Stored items

PR #89, opened 2018-10-26
Add Laravel 5.7 and 4.2 sample apps

labbati:
This PR adds sample Laravel 4.2 and 5.7 apps to the repo to be used during tests. It has been created through `composer create-project laravel/laravel your-project-name x.x.*` command and a few folders have been removed.
In the future can be optimized, but for now we just push the entire default apps.

This PR just push the sample apps and not tests or shared code, so it can be easily merged. Work on tests will be done on a different branch.


pawelchcki:
Looks good! But...
it would be great to document the way those sample apps were generated, so that its easy to repeat the process if need be.
"Some" builds are failing :)

labbati:
Assigning back to @pawelchcki for final round of CR.

tests/Integration/Frameworks/README.md
```diff
@@ -0,0 +1,21 @@
+# Sample apps
```
pawelchcki: Great stuff!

▶ WHAT THIS TASK INVOLVES: Scan the records above for the lines holding "Add Laravel 5.7 and 4.2 sample apps" and "This PR adds". Transcribe those two and every line between them word for word, and no others.

▶ OUTPUT OF THE TASK:
Add Laravel 5.7 and 4.2 sample apps

labbati:
This PR adds sample Laravel 4.2 and 5.7 apps to the repo to be used during tests. It has been created through `composer create-project laravel/laravel your-project-name x.x.*` command and a few folders have been removed.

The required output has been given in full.